Usage-based approaches, computational modeling and
simulation studies in phonetics and phonology

Topics and Research Questions

Psycholinguistic/cognitive models; Neural models in speech production

  • How should a person’s individual differences (IDs, including attention and memory capacity) be built into models of the perception and production of acoustic detail?
  • How can we model the role attention and memory abilities play in the formation of accurate acoustic-phonetic representations in exemplars or exemplar clouds?
  • What potential do recurrent neural networks (reservoir computing) have in predicting prosodic parameters in speech production?
  • How can these networks be evaluated by integrating them e.g. in a speech synthesis platform?

Exemplar-theoretic models and alternative approaches

  • How can exemplar-theoretic models be tested in the laboratory or on large speech corpora and how can specific empirical findings feed back to computational models?
  • To what extent are episodic representations stored and transferred into long term memory?
  • When does abstraction / generalization in an exemplar-theoretic model happen?

Biomechanical/aeroacoustic models; Prosody

  • What level of detail is required in self-oscillating vocal fold models for what phonatory effect — and how can these requirements be evaluated?
  • How do such models compare to the glottal source models used in parametric speech synthesis?
  • Can the emergence of prosodic categories be modeled in a production-perception loop using optimization or genetic algorithms?
  • Is attention modulation a useful concept in modeling the emergence of prosodic (prominence) structure?
  • Can major prosodic constituents be modeled as emerging from lower level prosodic constituents and morphological boundaries?

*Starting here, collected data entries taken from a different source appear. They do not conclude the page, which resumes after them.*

PR #446, opened 2025-01-10
feat: new apply functionality

mfrancisc:
THIS IS EXPERIMENTAL and the PR might be closed! 

This is an attempt to leverage the kubectl apply package for applying objects on the clusters.

Unfortunately atm the package only supports applying from files and stdin, it doesn't support custom input. 
See: https://github.com/kubernetes/kubectl/issues/1670

wrt: [KUBESAW-139](https://issues.redhat.com/browse/KUBESAW-139)


pkg/client/kubectl_client.go
```diff
@@ -448,3 +466,31 @@ func (k *KubectlResourceOperations) authReconcile(obj *unstructured.Unstructured
...
+	orig *os.File
+}
+
+func pumpToStdin(data io.Reader) (*replacedStdin, error) {
+	stdinRead, stdinWrite, err := os.Pipe()
+	if err != nil {
+		return nil, err
+	}
+
+	f := &replacedStdin{orig: os.Stdin}
```
mfrancisc, line 480: why pointing os.File to os.Stdin ?

pkg/client/kubectl_client.go
```diff
@@ -448,3 +466,31 @@ func (k *KubectlResourceOperations) authReconcile(obj *unstructured.Unstructured
...
+
+	os.Stdin = stdinRead
```
mfrancisc, line 482: again , I'm not sure I follow why we need this . Could we point `stdinRead` to `*os.File` directly ? 

Also does this mean it's using a file for storing the data or it's using the stdin stream?

pkg/client/kubectl_client.go
```diff
@@ -448,3 +466,31 @@ func (k *KubectlResourceOperations) authReconcile(obj *unstructured.Unstructured
...
+
+	if _, err = io.Copy(stdinWrite, data); err != nil {
+		os.Stdin = f.orig
```
mfrancisc, line 485: why setting back os.Stdin to f only on error ?

pkg/client/kubectl_client.go
```diff
@@ -448,3 +466,31 @@ func (k *KubectlResourceOperations) authReconcile(obj *unstructured.Unstructured
 	}
 	return strings.Join(out, ". "), nil
 }
+
+type replacedStdin struct {
+	orig *os.File
+}
+
+func pumpToStdin(data io.Reader) (*replacedStdin, error) {
```
mfrancisc, line 474: could you please add a few comments explaining how the "trick" works ? I'm not 100% following all the swaps between the various variables ...

PR #450, opened 2025-01-20
KUBESAW-174: Print error output for repos where verification failed

fbm3307:
This PR is to update the verify dependency script such a way that it prints the error/failure in an understandable way

Similar PR
- API - https://github.com/codeready-toolchain/api/pull/458

### DIFF
--- a/scripts/verify-replace.sh
+++ b/scripts/verify-replace.sh
@@ -71,7 +71,7 @@ if [ ${#ERROR_REPO_LIST[@]} -ne 0 ]; then
         for std_out_file_name in ${STD_OUT_FILE_LIST[*]}
             do
                 if [[ ${std_out_file_name} =~ ${error_repo_name} ]]; then 
-                    cat "${std_out_file_name}" | grep -E ${GO_LINT_REGEX}|${ERROR_REGEX}
+                    cat "${std_out_file_name}" | grep  "${GO_LINT_REGEX}\|${ERROR_REGEX}"
                 fi
         done                                             
     done
--- a/scripts/verify-replace.sh
+++ b/scripts/verify-replace.sh
@@ -68,7 +68,7 @@ if [ ${#ERROR_REPO_LIST[@]} -ne 0 ]; then
         for std_out_file_name in ${STD_OUT_FILE_LIST[*]}
             do
                 if [[ ${std_out_file_name} =~ ${error_repo_name} ]]; then 
-                    cat "${std_out_file_name}" | grep -E ${GO_LINT_REGEX}|${ERROR_REGEX}|${FAIL_REGEX}
+                    cat "${std_out_file_name}" | grep -E ${GO_LINT_REGEX}|${ERROR_REGEX}
                 fi
         done                                             
     done
--- a/scripts/verify-replace.sh
+++ b/scripts/verify-replace.sh
@@ -9,7 +9,10 @@ ERROR_REPO_LIST=()
 ERROR_FILE_LIST=()
 STD_OUT_FILE_LIST=()
 GO_LINT_REGEX="[\s\w.\/]*:[0-9]*:[0-9]*:[\w\s)(*.\`]*"
-ERROR_REGEX="Error[:]*/|FAIL[:]*" #unit test or any other failure we log from our controllers other places goes into stdoutput, hence making that regex too, to fetch the error more precisely
+ERROR_REGEX="[E\|e][R\|r][R\|r][O\|o][R\|r][:]*\|[F\|f][A\|a][I\|i][l\|L][:]*\|expected[:]*\|actual[:]*" #unit test or any other failure we log from our controllers or other places goes into stdoutput 
+                                                            #(since we log it and its not a failure in running the command or dependency check), 
+                                                            #hence making that regex too, to fetch the error more precisely
+
 echo Initiating verify-replace on dependent repos
 for repo in "${REPOS[@]}"
 do
--- a/scripts/verify-replace.sh
+++ b/scripts/verify-replace.sh
@@ -9,7 +9,6 @@ ERRORREPOLIST=()
 ERRORFILELIST=()
 STDOUTFILELIST=()
 GOLINTREGEX="[\s\w.\/]*:[0-9]*:[0-9]*:[\w\s)(*.\`]*"
-LINTERERRORFILE=$(mktemp ${BASE_REPO_PATH}/LinterError.XXX)
 
 echo Initiating verify-replace on dependent repos
 for repo in "${REPOS[@]}"
@@ -70,10 +69,7 @@ if [ ${#ERRORREPOLIST[@]} -ne 0 ]; then
                 for stdoutfilename in ${STDOUTFILELIST[*]}
                 do
                     if [[ ${stdoutfilename} =~ ${errorreponame} ]]; then 
-                        cat "${stdoutfilename}" | grep -E ${GOLINTREGEX} > ${LINTERERRORFILE}
-                        if [ -s "${LINTERERRORFILE}" ]; then
-                            cat  "${LINTERERRORFILE}"   
-                        fi
+                        cat "${stdoutfilename}" | grep -E ${GOLINTREGEX} 
                     fi
                 done                                            
             fi
--- a/scripts/verify-replace.sh
+++ b/scripts/verify-replace.sh
@@ -63,9 +63,9 @@ if [ ${#ERRORREPOLIST[@]} -ne 0 ]; then
                 for s in ${STDOUTFILELIST[*]}
                 do
                     if [[ ${s} =~ ${e} ]]; then 
-                        cat "${s}" | grep -E ${GOLINTREGEX} > lintererror
-                        if ! [ -s "lintererror" ]; then
-                            cat  lintererror   
+                        cat "${s}" | grep -E ${GOLINTREGEX} > ${LINTERERRORFILE}
+                        if ! [ -s "${LINTERERRORFILE}" ]; then
+                            cat  "${LINTERERRORFILE}"   
                         fi
                     fi
                 done                                            
--- a/scripts/verify-replace.sh
+++ b/scripts/verify-replace.sh
@@ -5,7 +5,10 @@ GH_BASE_URL_KS=https://github.com/kubesaw/
 GH_BASE_URL_CRT=https://github.com/codeready-toolchain/
 declare -a REPOS=("${GH_BASE_URL_KS}ksctl" "${GH_BASE_URL_CRT}host-operator" "${GH_BASE_URL_CRT}member-operator" "${GH_BASE_URL_CRT}registration-service" "${GH_BASE_URL_CRT}toolchain-e2e")
 C_PATH=${PWD}
-ERRORLIST=()
+ERRORREPOLIST=()
+ERRORFILELIST=()
+GOLINTREGEX="[\s\w.\/]*:[0-9]*:[0-9]*:[\s\w]*[:]*[\s\w\">.-]*[\w\s)(*.]*"
+ERRORREGEX="Error[:]*"
 
 echo Initiating verify-replace on dependent repos
 for repo in "${REPOS[@]}"
@@ -16,26 +19,44 @@ do
     echo                                                                     
     echo =========================================================================================                                            
     repo_path=${BASE_REPO_PATH}/$(basename ${repo})
+    ERRFILE=$(mktemp ${TMP_DIR}$(basename ${repo}).XXX)
     echo "Cloning repo in /tmp"
     git clone --depth=1 ${repo} ${repo_path}
     echo "Repo cloned successfully"
     cd ${repo_path}
     if ! make pre-verify; then
-        ERRORLIST+="($(basename ${repo}))"
+        ERRORREPOLIST+="($(basename ${repo}))"
         continue
     fi
     echo "Initiating 'go mod replace' of current toolchain common version in dependent repos"
     go mod edit -replace github.com/codeready-toolchain/toolchain-common=${C_PATH}
-    make verify-dependencies || ERRORLIST+="($(basename ${repo}))"
+    make verify-dependencies &> ${ERRFILE} 
+    rc=$?
+    if [ ${rc} -ne 0 ]; then
+    ERRORREPOLIST+="($(basename ${repo}))" 
+    ERRORFILELIST+="${ERRFILE}  "
+    fi
     echo                                                          
     echo =========================================================================================
     echo                                                           
 done
-if [ ${#ERRORLIST[@]} -ne 0 ]; then
+echo "Summary"
+if [ ${#ERRORREPOLIST[@]} -ne 0 ]; then
     echo "Below are the repos with error: "
-    for e in ${ERRORLIST[*]}
+    for e in ${ERRORREPOLIST[*]}
     do
         echo "${e}"
+    done
+    for c in ${ERRORFILELIST[*]}
+    do  
+        echo                                                          
+        echo =========================================================================================
+        echo 
+        echo "${c} has the following errors "
+        echo                                                          
+        echo =========================================================================================
+        echo
+        cat "${c}" | grep "${GOLINTREGEX}\|${ERRORREGEX}"
     done
     exit 1
 else
--- a/scripts/verify-replace.sh
+++ b/scripts/verify-replace.sh
@@ -5,10 +5,10 @@ GH_BASE_URL_KS=https://github.com/kubesaw/
 GH_BASE_URL_CRT=https://github.com/codeready-toolchain/
 declare -a REPOS=("${GH_BASE_URL_KS}ksctl" "${GH_BASE_URL_CRT}host-operator" "${GH_BASE_URL_CRT}member-operator" "${GH_BASE_URL_CRT}registration-service" "${GH_BASE_URL_CRT}toolchain-e2e")
 C_PATH=${PWD}
-ERRORREPOLIST=()
-ERRORFILELIST=()
-STDOUTFILELIST=()
-GOLINTREGEX="[\s\w.\/]*:[0-9]*:[0-9]*:[\w\s)(*.\`]*"
+ERROR_REPO_LIST=()
+ERROR_FILE_LIST=()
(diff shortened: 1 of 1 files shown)


scripts/verify-replace.sh
```diff
@@ -16,27 +19,45 @@ do
     echo                                                                     
     echo =========================================================================================                                            
     repo_path=${BASE_REPO_PATH}/$(basename ${repo})
+    ERRFILE=$(mktemp ${TMP_DIR}$(basename ${repo}).XXX)
```
metlos, line 22: IMHO, the file extension could be something more descriptive, like `.errors`.

scripts/verify-replace.sh
```diff
@@ -16,27 +19,45 @@ do
...
+        ERRORREPOLIST+="($(basename ${repo}))"
         continue
     fi
     echo "Initiating 'go mod replace' of current toolchain common version in dependent repos"
     go mod edit -replace github.com/codeready-toolchain/toolchain-common=${C_PATH}
-    make verify-dependencies || ERRORLIST+="($(basename ${repo}))"
+    make verify-dependencies &> ${ERRFILE} 
+    rc=$?
+    if [ ${rc} -ne 0 ]; then
+    ERRORREPOLIST+="($(basename ${repo}))"
```
metlos, line 36: Should there be a trailing space here, too, as it is in the `ERRORFILELIST`?

metlos (commented):
Looks good. Only a couple of comments below..

scripts/verify-replace.sh
fbm3307: It would be okay if the exact same named files are created in CI because these are tmp files which are automatically deleted once the workspace is deleted after each ci run. 
But if this same script someone runs locally, its created in /tmp folder, and it gets deleted once the local env restarts. if someone does 2-3 runs locally without restarting the local, it will be a problem
I did think about deletion of files, but didn't want to deal with the risk of deleting something accidentally.
This was the reason to have the Random word generated as the file extension so that the file names are always unique.
But i do agree to have a self explanatory file  name and hence added -error in the file name rather than extension
eg.`(toolchain-common-error.b3m)`

scripts/verify-replace.sh
fbm3307: i added the trailing space now , i didn't do it previously, as my thought was to have all the repo names printed in a single line, but i guess its better to have them in 1 line each

scripts/verify-replace.sh
```diff
@@ -16,27 +19,45 @@ do
...
     cd ${repo_path}
     if ! make pre-verify; then
-        ERRORLIST+="($(basename ${repo}))"
+        ERRORREPOLIST+="$(basename ${repo}) "
         continue
     fi
     echo "Initiating 'go mod replace' of current toolchain common version in dependent repos"
     go mod edit -replace github.com/codeready-toolchain/toolchain-common=${C_PATH}
-    make verify-dependencies || ERRORLIST+="($(basename ${repo}))"
+    make verify-dependencies &> ${ERRFILE}
```
MatousJobanek, line 33: IIRC, you mentioned that the only process that doesn't print errors to a stderr is the linter, wouldn't it be better to redirect the outputs to separate files and:
* print the whole content of the file with stderr
* and parse the stdin with the `GOLINTREGEX`?

In this way, you could limit the dependency on the error output formatting.

scripts/verify-replace.sh
```diff
@@ -16,27 +19,45 @@ do
...
+    for c in ${ERRORFILELIST[*]}
+    do  
+        echo                                                          
+        echo =========================================================================================
+        echo 
+        echo                       "${c} has the following errors "
+        echo                                                          
+        echo =========================================================================================
+        echo
+        cat "${c}" | grep "${GOLINTREGEX}\|${ERRORREGEX}"
```
MatousJobanek, line 59: since you use regexps, shouldn't it has `grep -E`?

scripts/verify-replace.sh
```diff
@@ -5,7 +5,10 @@ GH_BASE_URL_KS=https://github.com/kubesaw/
 GH_BASE_URL_CRT=https://github.com/codeready-toolchain/
 declare -a REPOS=("${GH_BASE_URL_KS}ksctl" "${GH_BASE_URL_CRT}host-operator" "${GH_BASE_URL_CRT}member-operator" "${GH_BASE_URL_CRT}registration-service" "${GH_BASE_URL_CRT}toolchain-e2e")
 C_PATH=${PWD}
-ERRORLIST=()
+ERRORREPOLIST=()
+ERRORFILELIST=()
+GOLINTREGEX="[\s\w.\/]*:[0-9]*:[0-9]*:[\w\s)(*.\`]*"
+ERRORREGEX="Error[:]*"
```
MatousJobanek, line 11: Could you please clarify what the `ERRORREGEX` is used for?

scripts/verify-replace.sh
fbm3307: Yes, I like your idea of reducing the dependency, I have changed the logic now. PTAL

scripts/verify-replace.sh
fbm3307: I used quotes instead of `-E`, which did the job.
but i have now used `-E` in the command

scripts/verify-replace.sh
fbm3307: I used it to get the error sentences like below and also any other error which would be there
```
make[1]: *** [vet] Error 1
make: *** [verify-replace-run] Error 1
```
but since i have changed the logic, it no longer required.

scripts/verify-replace.sh
```diff
@@ -16,26 +20,57 @@ do
...
     fi
     echo "Initiating 'go mod replace' of current toolchain common version in dependent repos"
     go mod edit -replace github.com/codeready-toolchain/toolchain-common=${C_PATH}
-    make verify-dependencies || ERRORLIST+="($(basename ${repo}))"
+    make verify-dependencies 2> ${ERRFILE} 1> ${STDOUTFILE}
+    rc=$?
+    if [ ${rc} -ne 0 ]; then
+    ERRORREPOLIST+="$(basename ${repo}) " 
+    ERRORFILELIST+="${ERRFILE}  "
+    STDOUTFILELIST="${STDOUTFILE} "
```
MatousJobanek, line 40: isn't it missing the plus `+`?
```suggestion
    STDOUTFILELIST+="${STDOUTFILE} "
```

scripts/verify-replace.sh
```diff
@@ -16,26 +20,57 @@ do
...
+echo                "Summary"
+if [ ${#ERRORREPOLIST[@]} -ne 0 ]; then
     echo "Below are the repos with error: "
-    for e in ${ERRORLIST[*]}
+    for e in ${ERRORREPOLIST[*]}
     do
-        echo "${e}"
+        for c in ${ERRORFILELIST[*]}
+        do
+            if [[ ${c} =~ ${e} ]]; then
```
MatousJobanek, line 53: not using just a single chars, bust whole words for the variable would significantly improve the reading of the code

scripts/verify-replace.sh
```diff
@@ -16,26 +20,57 @@ do
...
     cd ${repo_path}
     if ! make pre-verify; then
-        ERRORLIST+="($(basename ${repo}))"
+        ERRORREPOLIST+="$(basename ${repo}) "
         continue
     fi
     echo "Initiating 'go mod replace' of current toolchain common version in dependent repos"
     go mod edit -replace github.com/codeready-toolchain/toolchain-common=${C_PATH}
-    make verify-dependencies || ERRORLIST+="($(basename ${repo}))"
+    make verify-dependencies 2> ${ERRFILE} 1> ${STDOUTFILE}
```
MatousJobanek, line 35: we need to print the copy of the output also to the terminal. There are two reasons:
1. important for local execution to follow on the progress of the execution. Otherwise, it just stays only with `Initiating 'go mod replace' of current toolchain common version in dependent repos` and stays silent
2. To see the whole context of the potential erros. If the regex selection of the errors doesn't include everything, then it's good to scroll up and see the whole output.

scripts/verify-replace.sh
```diff
@@ -16,26 +20,57 @@ do
     echo                                                                     
     echo =========================================================================================                                            
     repo_path=${BASE_REPO_PATH}/$(basename ${repo})
+    ERRFILE=$(mktemp ${TMP_DIR}$(basename ${repo})-error.XXX)
```
MatousJobanek, line 23: let's keep some consistency with the case of the variables. it's fine to keep the local variables lower-case, but let's apply the rule to all of them.

scripts/verify-replace.sh
```diff
@@ -16,26 +20,57 @@ do
...
+    STDOUTFILE=$(mktemp ${TMP_DIR}$(basename ${repo})-output.XXX)
```
MatousJobanek, line 24: grouping them under the `BASE_REPO_PATH` would make more sense. and let's also print them. Something like this:
```suggestion
    ERRFILE=$(mktemp ${BASE_REPO_PATH}/$(basename ${repo})-error.XXX)
    STDOUTFILE=$(mktemp ${BASE_REPO_PATH}/$(basename ${repo})-output.XXX)
    echo "Std output file ${STDOUTFILE}"
    echo "Error output file ${ERRFILE}"
```

scripts/verify-replace.sh
```diff
@@ -5,7 +5,11 @@ GH_BASE_URL_KS=https://github.com/kubesaw/
 GH_BASE_URL_CRT=https://github.com/codeready-toolchain/
 declare -a REPOS=("${GH_BASE_URL_KS}ksctl" "${GH_BASE_URL_CRT}host-operator" "${GH_BASE_URL_CRT}member-operator" "${GH_BASE_URL_CRT}registration-service" "${GH_BASE_URL_CRT}toolchain-e2e")
 C_PATH=${PWD}
-ERRORLIST=()
+ERRORREPOLIST=()
+ERRORFILELIST=()
+STDOUTFILELIST=()
+GOLINTREGEX="[\s\w.\/]*:[0-9]*:[0-9]*:[\w\s)(*.\`]*"
+LINTERERRORFILE=$(mktemp ${TMP_DIR}LinterError.XXX)
```
MatousJobanek, line 12: the same with grouping the files under the same directory
```suggestion
LINTERERRORFILE=$(mktemp ${BASE_REPO_PATH}/LinterError.XXX)
```

scripts/verify-replace.sh
```diff
@@ -16,26 +20,57 @@ do
...
+            else
+                for s in ${STDOUTFILELIST[*]}
+                do
+                    if [[ ${s} =~ ${e} ]]; then 
+                        cat "${s}" | grep -E ${GOLINTREGEX} > ${LINTERERRORFILE}
+                        if ! [ -s "${LINTERERRORFILE}" ]; then
+                            cat  "${LINTERERRORFILE}"   
+                        fi
+                    fi
+                done
```
MatousJobanek, line 71: why is this inside of the `else` statement? can you add some comments explaining that?

scripts/verify-replace.sh
```diff
@@ -16,26 +20,57 @@ do
...
+                echo                                                          
+                echo =========================================================================================
+                echo 
+                cat "${c}"
+            else
+                for s in ${STDOUTFILELIST[*]}
+                do
+                    if [[ ${s} =~ ${e} ]]; then 
+                        cat "${s}" | grep -E ${GOLINTREGEX} > ${LINTERERRORFILE}
+                        if ! [ -s "${LINTERERRORFILE}" ]; then
```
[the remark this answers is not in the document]
fbm3307: i just got mixed up in 0 & 1 and thought the other way around, you are right, i have updated it now

scripts/verify-replace.sh
fbm3307: updated it with comments

scripts/verify-replace.sh
fbm3307: okay yes i agree , updated and grouped it

scripts/verify-replace.sh
fbm3307: done

scripts/verify-replace.sh
fbm3307: ahh , yes changed it now

scripts/verify-replace.sh
fbm3307: okay i agree, updated it to better names

scripts/verify-replace.sh
fbm3307: ideally yes, i just didn't see it and don't know how it worked without the plus sign, probably i tested wrong.
changed it now

scripts/verify-replace.sh
```diff
@@ -16,26 +19,61 @@ do
...
+            # Meaning if the other checks have passed then only it wil proceed to check golint and we would parse 
+            # golint errors from std files if any.
+                for stdoutfilename in ${STDOUTFILELIST[*]}
+                do
+                    if [[ ${stdoutfilename} =~ ${errorreponame} ]]; then 
+                        cat "${stdoutfilename}" | grep -E ${GOLINTREGEX} 
+                    fi
+                done                                            
+            fi
+        done
```
MatousJobanek, line 76: There is something weird with these nested for cycles.
There is one stderr file and one stdout file per repo, right?
The first for cycle goes through all error file names and tries to find the corresponding one for the failed repo. For every file whose name doesn't match the expected repo the code goes into the `else` part and starts a loop for all stdout file names trying to find matching one also there. 
But why doing it for every single time when the `errorfilename` doesn't match `errorreponame`? Why having the for loop nested inside the first one and as part of the `else` section? why not having the second loop at the same level as the first one?

scripts/verify-replace.sh
```diff
@@ -5,7 +5,10 @@ GH_BASE_URL_KS=https://github.com/kubesaw/
 GH_BASE_URL_CRT=https://github.com/codeready-toolchain/
 declare -a REPOS=("${GH_BASE_URL_KS}ksctl" "${GH_BASE_URL_CRT}host-operator" "${GH_BASE_URL_CRT}member-operator" "${GH_BASE_URL_CRT}registration-service" "${GH_BASE_URL_CRT}toolchain-e2e")
 C_PATH=${PWD}
-ERRORLIST=()
+ERRORREPOLIST=()
+ERRORFILELIST=()
+STDOUTFILELIST=()
+GOLINTREGEX="[\s\w.\/]*:[0-9]*:[0-9]*:[\w\s)(*.\`]*"
```
MatousJobanek, line 11: Let's keep consistency:
```suggestion
ERROR_REPO_LIST=()
ERROR_FILE_LIST=()
STDOUT_FILE_LIST=()
GO_LINT_REGEX="[\s\w.\/]*:[0-9]*:[0-9]*:[\w\s)(*.\`]*"
```

scripts/verify-replace.sh
```diff
@@ -16,26 +19,61 @@ do
...
 done
-if [ ${#ERRORLIST[@]} -ne 0 ]; then
+echo                "Summary"
+if [ ${#ERRORREPOLIST[@]} -ne 0 ]; then
     echo "Below are the repos with error: "
-    for e in ${ERRORLIST[*]}
+    for errorreponame in ${ERRORREPOLIST[*]}
     do
-        echo "${e}"
+        for errorfilename in ${ERRORFILELIST[*]}
```
MatousJobanek, line 52: let's keep consistency in the format of the variables in your script
```go
    for error_repo_name in ${ERROR_REPO_LIST[*]}
    do
        for error_file_name in ${ERROR_FILE_LIST[*]}
```

scripts/verify-replace.sh
fbm3307: Okay the logic you suggested can also be one option, 
what i thought and as i wrote in the comments that, we get `go lint error` only if it hasn't failed in the previous checks (go-lint check is always last check) , and since i had to anyways go through a separate for loop i thought of checking only if there is no error file in the previous list then only go and check in the stdout file for go-lint errors

fbm3307: Okay as we discussed, i would move it to the same level

MatousJobanek (approved):
Looks good, thanks for addressing my comments

scripts/verify-replace.sh
```diff
@@ -16,26 +22,58 @@ do
...
+        for error_file_name in ${ERROR_FILE_LIST[*]}
+        do
+            if [[ ${error_file_name} =~ ${error_repo_name} ]]; then 
+                echo                                                          
+                echo =========================================================================================
+                echo 
+                echo                       "${error_repo_name} has the following errors "
+                echo                                                          
+                echo =========================================================================================
+                echo
```
MatousJobanek, line 67: it would make more sense to move the error banner out of the for loop
```suggestion
        echo                                                          
        echo =========================================================================================
        echo 
        echo                       "${error_repo_name} has the following errors "
        echo                                                          
        echo =========================================================================================
        echo 
        for error_file_name in ${ERROR_FILE_LIST[*]}
        do
            if [[ ${error_file_name} =~ ${error_repo_name} ]]; then 
```

MatousJobanek (approved):
last suggestion

scripts/verify-replace.sh
```diff
@@ -16,26 +22,58 @@ do
...
+                echo                                                          
+                echo =========================================================================================
+                echo 
+                cat "${error_file_name}"
+            fi
+        done
+        for std_out_file_name in ${STD_OUT_FILE_LIST[*]}
+            do
+                if [[ ${std_out_file_name} =~ ${error_repo_name} ]]; then 
+                    cat "${std_out_file_name}" | grep  "${GO_LINT_REGEX}\|${ERROR_REGEX}"
```
MatousJobanek, line 74: from the last failure (in member-operator), it's apparent that the selection doesn't include everything - eg it's missing the line of the failed test (which is really missing to understand the problem)
```
                        	            				/tmp/replace-verify.OGM/member-operator/controllers/idler/idler_controller_test.go:259
```
https://github.com/codeready-toolchain/toolchain-common/actions/runs/13068368416/job/36464570446?pr=450#step:5:662

I would add `-C 5` to make sure that the output contains the whole context
```suggestion
                    cat "${std_out_file_name}" | grep -C 5  "${GO_LINT_REGEX}\|${ERROR_REGEX}"
```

Speech segmentation models

  • How is segmentation of new languages biased by native language knowledge?
  • What level of abstraction is optimal for exploitation of transition probabilities, e.g., individual phones vs broad classes or syllables?
  • How are multiple segmentation cues integrated?
  • How can the above questions be addressed in a machine learning framework: How far does the language of the training material influence segmentation and optimal feature selection?

Model comparison and integration

  • What can given computational models explain, where do they fail?
  • How does naïve discriminative learning compare to exemplar theory in modeling speech production and perception?
  • How can computational models be integrated such that a broader range of phenomena or processes is covered as compared to the coverage of the individual models?
  • How can the behavior of physiological models inform higher-level neural network models of speech production?
  • How can models of speech segmentation and prosody be integrated?